The poll suggests otherwise.  61 votes, 65% - 35%.  3 games over the course of 4 days would be enough for everyone, including scouts.


----------



## lafalafa (Jul 24, 2021)

oh canada said:


> The poll suggests otherwise.  61 votes, 65% - 35%.  3 games over the course of 4 days would be enough for everyone, including scouts.


Yes surf offers the "college" showcase events in the fall or others times for that.

Regular Surf cup is a competitive tournament if they turned that into a showcase that would be redundant.   Pre-season middle of summer is not a great time for a showcase on many levels.

Summer Surf cup is a tradition and highly doubt they will scale it back to non competitive even though they could make more $$.  The parents are being protective as expected, ask the players and the poll could be flipped the other way 60/40.


----------



## lafalafa (Jul 24, 2021)

oh canada said:


> The poll suggests otherwise.  61 votes, 65% - 35%.  3 games over the course of 4 days would be enough for everyone, including scouts.


You're pole question is off not all that valid since olders is now game a day, 4 games over 4 and only the 5th final is a double.   
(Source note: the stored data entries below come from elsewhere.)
PR #6394, opened 2026-08-13
Add FIPS build mode and the *FipsTests/*FipsIT test-selection convention

beanuwave:
### Description
**Category:** Enhancement

Establishes how FIPS mode is decided and applied, with no behaviour change to the default build. Nothing in this PR turns FIPS on for users; it makes FIPS a build and test mode the rest of the stack can rely on.

### Key changes

- **Single source of truth.** `FipsMode.isEnabled()` (env `OPENSEARCH_FIPS_MODE=true`) replaces `CryptoServicesRegistrar.isInApprovedOnlyMode()` as the way the plugin asks "are we in FIPS mode". Intent is decoupled from provider state; later PRs cross-check the two at startup.
- **BCFIPS is always built.** `compileOnly` in both modes (the jars are shipped by core); the compile-time `FipsBuildParams` fork is gone. `bctls-fips` is added, and the `securityadmin` standalone bundles ship the BC FIPS jars under `deps/`, so that bundle's classpath stays FIPS-capable for a manual `java -cp 'deps/*'` launch (its own launcher has not been self-contained since upstream #6023).
- **FIPS engages through `java.security`, not code.** No provider is registered programmatically. The runtime launcher merges in `fips_java.security` when `OPENSEARCH_FIPS_MODE=true`; tests swap the file wholesale via `-Djava.security.properties==<file>`.
- **`gradle/fips.gradle`** is the single place where the mode is decided and applied to the test surface: which classes exist in each mode, and the JVM args the workers need. Keeping both together matters — selecting the FIPS classes without the matching JVM args produces a suite that looks FIPS-shaped but runs on ordinary providers.
- **Test convention.** A FIPS variant is `<Base>FipsTests` (unit) or `<Base>FipsIT` (integration): it extends its baseline, overrides what the FIPS providers change, and adds FIPS-only assertions. The two modes select disjoint sets — outside FIPS the variants are excluded from compilation and from every `Test` task; inside FIPS each baseline that has a variant is excluded so the variant *replaces* it. Baselines therefore stay free of `FipsMode.isEnabled()` branches. This follows core's convention (`gradle/fips.gradle` there).
- **`BCFipsEntropyDaemonFilter`.** Because `java_test.security` registers BouncyCastleFipsProvider in *every* test JVM including non-FIPS runs, any suite touching JCA leaves a "BC FIPS Entropy Daemon" thread behind, which RandomizedRunner reports as a leak. The framework's `BouncyCastleThreadFilter` does not cover it. Applied to the suites that trip over it here and reused by later PRs.

### Reviewer notes

- This PR lands **inert**: no variant classes exist yet, so `fips.gradle` selects nothing and the default build is unchanged. The machinery is exercised from PR 5 onward.
- `BCFipsEntropyDaemonFilter` arguably belongs in core's test framework rather than this plugin — see *Core / distribution follow-ups* at the end of this document.

### Testing

```bash
./gradlew test integrationTest                              # unchanged
OPENSEARCH_FIPS_MODE=true ./gradlew test integrationTest    # runs, no variants yet
```

### Check List


cwperks (commented):
ty for splitting these up @beanuwave ! This looks like a good place to begin with this series of PRs. Will any of these create any new CI checks to run existing tests in FIPS approved mode as a PR check?

src/main/java/org/opensearch/security/support/FipsMode.java
```diff
@@ -0,0 +1,26 @@
...
+public final class FipsMode {
+
+    static java.util.function.Supplier<String> envSupplier = () -> System.getenv("OPENSEARCH_FIPS_MODE");
+
+    public static boolean isEnabled() {
+        return "true".equalsIgnoreCase(envSupplier.get());
+    }
+
+    private FipsMode() {
+        throw new UnsupportedOperationException();
```
reta: Wondering why do we need that? The private constructor prohibits class instantiation (https://docs.oracle.com/javase/specs/jls/se7/html/jls-6.html#d5e8146)


```suggestion
```

src/test/java/org/opensearch/security/support/FipsModeTest.java
```diff
@@ -0,0 +1,55 @@
...
+        for (String disabled : new String[] { "false", null, "", "yes" }) {
+            FipsMode.envSupplier = () -> disabled;
+            assertThat("expected disabled for: " + disabled, FipsMode.isEnabled(), equalTo(false));
+        }
+    }
+
+    @Test
+    public void constructor_isNotInstantiable() throws Exception {
+        Constructor<FipsMode> constructor = FipsMode.class.getDeclaredConstructor();
+        constructor.setAccessible(true);
```
reta: The code outside the security module should not be able to widen accessibility rules (unless opened explicitly), I think we should be fine without reflection based tests ....

gradle/fips.gradle
```diff
@@ -0,0 +1,152 @@
...
+ *
+ *   non-FIPS  the variants are excluded from compilation and from every Test task,
+ *             so only the baseline classes run.
+ *   FIPS      the variants are compiled and run, and each baseline class that has a
+ *             variant is excluded, so the variant replaces it rather than adding to it.
+ *
+ * FIPS mode is driven by the OPENSEARCH_FIPS_MODE environment variable.
+ */
+
+ext.fipsTestsEnabled = 'true'.equalsIgnoreCase(System.getenv('OPENSEARCH_FIPS_MODE'))
```
reta: Could we reuse FipsBuildParams from OpenSearch build please: 

```suggestion
import org.opensearch.gradle.info.FipsBuildParams

ext.fipsTestsEnabled = FipsBuildParams.isInFipsMode()
```

reta:
Thanks @beanuwave , a few minor comments, looks otherwise, same question as  https://github.com/opensearch-project/security/pull/6394#pullrequestreview-5235108609 : do we need update test matrix on CI to run fips / non-fips tests?

beanuwave:
@reta @cwperks Thanks for the review!

GitHub Actions are **not** part of this series. Looks like it will be a combined effort of extending `.github/workflows/ci.yml` and the `opensearch-build` action / integ-test config.

The `opensearch-build` change is off by default, so it can go in independently. The `ci.yml` change doesn't really make sense until the whole series is merged - a good reason for a follow-up PR.

src/main/java/org/opensearch/security/support/FipsMode.java
beanuwave: You are right, it's unnesseccary since java provides `Unsafe.allocateInstance` and `ReflectionFactory.newConstructorForSerialization` and the supplier is the actual attack surface.

gradle/fips.gradle
```diff
@@ -34,7 +34,8 @@
  * FIPS mode is driven by the OPENSEARCH_FIPS_MODE environment variable.
  */
 
-ext.fipsTestsEnabled = 'true'.equalsIgnoreCase(System.getenv('OPENSEARCH_FIPS_MODE'))
+def fipsBuildParams = rootProject.buildscript.classLoader.loadClass('org.opensearch.gradle.info.FipsBuildParams')
```
reta, line 37: Wow, this is unexpected, the security plugin applies OpenSearch build tooling plugins, why we need that?

beanuwave: The root buildscript classpath isn't inherited by scripts applied with `apply from:` so adding `import org.opensearch.gradle.info.FipsBuildParams` to `fips.gradle` fails to compile with `unable to resolve class …`.

Looking up the class through the root build script's classloader works around this, since the class is resolved when the script executes rather than when it's compiled.

How would you prefer to reuse `FipsBuildParams` from the OpenSearch build?

reta: Thanks @beanuwave , you are right, it is (for some reasons) is not possible. Couple of suggestions here:

- in `build.gradle`, add `ext` closure to `allprojects`:
```
import org.opensearch.gradle.info.FipsBuildParams
...

allprojects {
    group = "org.opensearch"
    version = opensearch_build

    ext {
        isInFipsApprovedOnlyMode = FipsBuildParams::isInFipsApprovedOnlyMode
    }
}
```

- use it like this in `fips.gradle`:
```
ext.fipsTestsEnabled = ext.isInFipsApprovedOnlyMode()
```

reta (commented):
Thanks a lot @beanuwave !

beanuwave:
Thanks for the review! @reta

reta:
@cwperks anything from your side? thank you!

cwperks:
> @cwperks anything from your side? thank you!

The change looks good to me.

reta (approved):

Your pole question asked about 5 possible over 3 which was the *old format.*   5th game could be moved to Tuesday the 5th day like what usclub does so no doubles if surf heard from enough clubs that would prefer that format.  They already listened and made this new format


----------



## oh canada (Jul 24, 2021)

lafalafa said:


> You're pole question is off not all that valid since olders is now game a day, 4 games over 4 and only the 5th final is a double.
> 
> Your pole question asked about 5 possible over 3 which was the *old format.*   5th game could be moved to Tuesday the 5th day like what usclub does so no doubles if surf heard from enough clubs that would prefer that format.  They already listened and made this new format


The poll question is simple and clear.  I understand you don't like the results, but it is what it is.  I think nearly 100% of parents and kids would rather have an off day tomorrow than a third game in three days, especially those playing early.  The quality of play will certainly be much lower.


----------



## pmgrant72 (Jul 25, 2021)

My daughter went down with her grandmother to Surf. Definitely more exciting for everyone that their Sunday evening game is to play on Monday. Can't count how many tournaments my daughter has played in over the years but Surf is the best vibe and overall most fun.


----------



## lafalafa (Jul 25, 2021)

oh canada said:


> The poll question is simple and clear.  I understand you don't like the results, but it is what it is.  I think nearly 100% of parents and kids would rather have an off day tomorrow than a third game in three days, especially those playing early.  The quality of play will certainly be much lower.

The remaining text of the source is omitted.